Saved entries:
........
PR #989, opened 2020-02-20
Breaks if entity has many identifiers and one of the not last identifiers is an entity

peter-gribanov:
Not overwrite the entity metadata on get the identifier metadata in `ModelManager::getIdentifierValues()`

## Subject

Critical error here:
https://github.com/sonata-project/SonataDoctrineORMAdminBundle/blob/3.x/src/Model/ModelManager.php#L351

You overwrite the entity metadata variable on get the identifier metadata and in the next itarations we tring get metadata from previous identifier, not a entity metadata.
........
§ Your task
The span to print begins at the line containing "Breaks if entity" and ends at the final line of the entries; print it exactly and print nothing else.

§ Exercise response
Breaks if entity has many identifiers and one of the not last identifiers is an entity

peter-gribanov:
Not overwrite the entity metadata on get the identifier metadata in `ModelManager::getIdentifierValues()`

## Subject

Critical error here:
https://github.com/sonata-project/SonataDoctrineORMAdminBundle/blob/3.x/src/Model/ModelManager.php#L351

You overwrite the entity metadata variable on get the identifier metadata and in the next itarations we tring get metadata from previous identifier, not a entity metadata.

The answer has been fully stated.